It was a remarkable performance, worthy of a Shakespearean tragedy. In the space of 48 hours, the president of the United States seized control of one of the world's largest manufacturing companies and fired its CEO. He followed up by congratulating our representatives for creating the 14th-largest paid entity on the planet -- a quarter-million government-paid "volunteers." And then he departed the capital to receive the cheers of adoring crowds -- in Europe. If Adolf Hitler or Josef Stalin had done any of this, Americans would have gone crazy. As it was, most of our countrymen apparently enjoyed the show.

Mr. Obama not only fired Rick Wagoner, the CEO of General Motors, but also vowed to remake the company's board of directors in his own image. He also forced Chrysler to merge its operations with Fiat -- a foreign auto manufacturer -- and dictated to the two firms what kinds of products they may and may not manufacture. Finally, he assured the American people -- and presumably those in other nations, as well -- that "O-Team Auto Repairs" will stand behind these companies' warranties. How this can be perceived to be fair to Ford Motor Co. -- the only American auto brand that has not taken a government "bailout" -- wasn't even mentioned.

While Mr. Obama was firing GM's CEO and dictating terms to Chrysler, Treasury Secretary Tim Geithner was threatening the same treatment to bank executives, and Rep. Barney Frank's Financial Services Committee was preparing to regulate the pay of ordinary Americans.
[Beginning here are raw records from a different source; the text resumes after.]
PR #3751, opened 2025-04-17
Adding Password and reducing code redundancy for Flask DB Workflows

P0NDER0SA:
Nothing until we run the workflow.

The workflows should accept a password stored in 1pass (for the production workflow) and have dropdowns to select upgrade or downgrade when manuallly running GHA job.

## What are you changing?

Reducing workflows and adding some extra security around manual DB workflows (via password)

https://app.zenhub.com/workspaces/notify-planning-core-6411dfb7c95fb80014e0cab0/issues/gh/cds-snc/notification-planning-core/558

## After merging this PR


.github/workflows/db_production_flask_migration_manual.yaml
```diff
@@ -1,7 +1,19 @@
-name: Production - Manual DB Downgrade
+name: Production - Manual DB Flask Command
 
 on:
   workflow_dispatch:
+    inputs:
+      password:
+        description: "Enter the password - can be found here: https://start.1password.com/open/i?a=BZ4RYZZICJEKNOF4Z6ASRX2XXI&v=ppnxsriom3alsxj4ogikyjxlzi&i=i5kfypu7grhf5lc2bu4mi4yque&h=cds-snc.1password.ca"
```
jimleroyer, line 7: Can we put in a link in here? markdown format?

.github/workflows/db_production_flask_migration_manual.yaml
```diff
@@ -1,7 +1,19 @@
...
+        required: true
+        default: ""
+      flask_command:
+        description: "Select the Flask command to run"
+        required: true
+        type: choice
+        options:
+          - upgrade
+          - downgrade
```
jimleroyer, line 16: That should be sufficient for us at this point in time 👍 If we need to pass in versions, that can be another iterative improvement.

.github/workflows/db_production_flask_migration_manual.yaml
P0NDER0SA: I had the same thought -- quickly couldn't find a way, but I'll look deeper

jimleroyer (approved):
lovely <3

PR #3786, opened 2025-04-30
docker hub authentication

ben851:

We will use authentication with docker hub to increase our pull limit. 

## What are you changing?

We are hitting rate limits in staging on docker hub pulls.

## After merging this PR


helmfile/getContext.ps1
jimleroyer, line 1: We can thrash this file.

helmfile/charts/notify-celery/values.yaml
```diff
@@ -323,3 +323,7 @@ secretProviderClass:
           objectName: INTERNAL_DNS_CERT_BASE64
       secretName: nginx
       type: kubernetes.io/tls
+
+dockerhub:
+  username: "changeme"
+  pat: "changeme"
```
jimleroyer, line 329: We won't change @patheard

patheard: I respect it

On March 23, the committee adopted HR 1664, a bill that retroactively would impose government controls on the pay of all employees of any company that takes bailout funds and would prevent compensation for any employee that is "unreasonable or excessive." Those standards will be defined by the secretary of treasury and the chairman of the House Committee on Oversight and Government Reform, who will judge "the performance of the individual executive or employee to whom the payment relates."

These decisions -- that government, not the free market, shall dictate who runs a private corporation, what that corporation shall make or sell, and what it shall pay its employees -- are unprecedented in an America not fully mobilized for war. Apologists for the Obama administration -- and there are many -- note that previous administrations have done similar things in "difficult economic times." As examples, they cite Franklin Delano Roosevelt's Depression-era agricultural production limits to boost farm prices and Richard Nixon's "temporary" wage and price freeze to cut inflation.

What today's cheerleaders for Draconian interference in capitalism and our private lives fail to mention is that these measures were abandoned because they did not work. FDR's farm production limits produced a thriving black market and eventually succumbed to the need to feed millions of our countrymen suddenly drafted to fight World War II. President Nixon's attempt to dampen inflation with wage and price controls was a monumental failure. When he started the program, the inflation rate was nearly 4 percent. By the time he left office, it was more than 13 percent and climbing. But those ugly precedents aren't going to stop the O-Team from trying again.

Short of war, the unintended consequences of government intervention are often far worse than the problem it was supposed to solve. As the U.S. Senate was voting to spend a billion dollars a year to put a quarter-million civilian "volunteers" on the government payroll, Sen. Jim DeMint, R-S.C., rose to ask his colleagues a salient question that applies as much to the takeover of the auto industry as it does to destroying community volunteerism: "Do you see anything in our history as a federal government that shows that we have the ability to effectively manage something like that?"

He then observed: "Despite the good intentions of this bill, we are creating a huge new government entity that will be unmanageable and violates some of the core principles of our civil society. Every time the government steps in to solve a problem, it creates three new problems in its place."

Let's hope that last sentence will not become the epitaph for the United States of America we knew before Barack.